▸ **TASK INPUTS**

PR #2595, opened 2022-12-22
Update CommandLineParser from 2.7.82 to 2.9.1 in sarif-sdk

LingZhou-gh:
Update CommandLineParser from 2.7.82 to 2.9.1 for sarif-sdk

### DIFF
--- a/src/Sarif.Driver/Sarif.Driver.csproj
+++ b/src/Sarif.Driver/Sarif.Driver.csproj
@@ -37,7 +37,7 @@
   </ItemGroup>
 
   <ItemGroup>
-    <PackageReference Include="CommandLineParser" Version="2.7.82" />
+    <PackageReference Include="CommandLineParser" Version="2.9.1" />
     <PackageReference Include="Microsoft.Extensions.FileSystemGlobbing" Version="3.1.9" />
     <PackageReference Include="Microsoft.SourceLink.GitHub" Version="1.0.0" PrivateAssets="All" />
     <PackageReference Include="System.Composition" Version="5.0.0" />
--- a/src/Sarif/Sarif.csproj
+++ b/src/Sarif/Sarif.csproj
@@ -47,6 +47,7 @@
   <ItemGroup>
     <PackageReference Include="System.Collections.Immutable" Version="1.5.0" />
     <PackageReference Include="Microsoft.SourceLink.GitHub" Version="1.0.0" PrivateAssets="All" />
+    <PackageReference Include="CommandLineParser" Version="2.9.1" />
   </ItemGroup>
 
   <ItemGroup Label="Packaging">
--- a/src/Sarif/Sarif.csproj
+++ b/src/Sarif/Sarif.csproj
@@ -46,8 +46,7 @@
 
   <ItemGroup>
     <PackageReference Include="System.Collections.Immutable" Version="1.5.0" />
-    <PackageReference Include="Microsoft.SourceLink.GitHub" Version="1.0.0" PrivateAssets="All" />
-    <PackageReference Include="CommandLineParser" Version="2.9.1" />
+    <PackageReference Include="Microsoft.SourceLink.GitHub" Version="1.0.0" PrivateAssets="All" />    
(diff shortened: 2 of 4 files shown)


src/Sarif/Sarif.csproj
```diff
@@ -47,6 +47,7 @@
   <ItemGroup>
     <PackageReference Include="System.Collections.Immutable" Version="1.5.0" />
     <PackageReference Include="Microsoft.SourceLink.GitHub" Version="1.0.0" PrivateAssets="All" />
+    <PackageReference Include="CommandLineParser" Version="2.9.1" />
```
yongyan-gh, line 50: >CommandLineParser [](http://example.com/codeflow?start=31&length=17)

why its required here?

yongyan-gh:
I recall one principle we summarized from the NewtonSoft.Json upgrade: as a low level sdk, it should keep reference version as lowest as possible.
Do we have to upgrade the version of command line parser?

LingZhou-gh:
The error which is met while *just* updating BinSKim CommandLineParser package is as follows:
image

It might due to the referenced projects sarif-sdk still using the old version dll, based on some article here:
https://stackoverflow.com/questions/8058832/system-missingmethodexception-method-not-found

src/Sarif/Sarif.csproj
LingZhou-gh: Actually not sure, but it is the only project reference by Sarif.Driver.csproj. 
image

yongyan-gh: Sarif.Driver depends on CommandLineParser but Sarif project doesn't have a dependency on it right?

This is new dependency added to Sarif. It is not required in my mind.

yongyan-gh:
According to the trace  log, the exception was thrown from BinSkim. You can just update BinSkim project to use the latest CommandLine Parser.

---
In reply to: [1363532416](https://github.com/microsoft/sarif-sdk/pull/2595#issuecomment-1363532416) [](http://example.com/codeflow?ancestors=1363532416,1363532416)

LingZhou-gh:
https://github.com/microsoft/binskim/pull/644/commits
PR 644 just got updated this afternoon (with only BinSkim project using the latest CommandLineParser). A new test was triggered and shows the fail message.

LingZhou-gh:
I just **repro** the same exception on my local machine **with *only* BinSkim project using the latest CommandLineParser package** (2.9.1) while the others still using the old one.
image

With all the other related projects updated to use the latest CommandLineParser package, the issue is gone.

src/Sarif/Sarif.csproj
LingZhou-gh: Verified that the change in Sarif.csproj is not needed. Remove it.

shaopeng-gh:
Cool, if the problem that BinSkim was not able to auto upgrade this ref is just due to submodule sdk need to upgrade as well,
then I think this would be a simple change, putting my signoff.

▸ **ASSIGNMENT**
Using the data above, restate word for word the lines from its opening line through the line that contains "-37,7 +37,7 @@", and no more.

▸ **SOLUTION**
PR #2595, opened 2022-12-22
Update CommandLineParser from 2.7.82 to 2.9.1 in sarif-sdk

LingZhou-gh:
Update CommandLineParser from 2.7.82 to 2.9.1 for sarif-sdk

### DIFF
--- a/src/Sarif.Driver/Sarif.Driver.csproj
+++ b/src/Sarif.Driver/Sarif.Driver.csproj
@@ -37,7 +37,7 @@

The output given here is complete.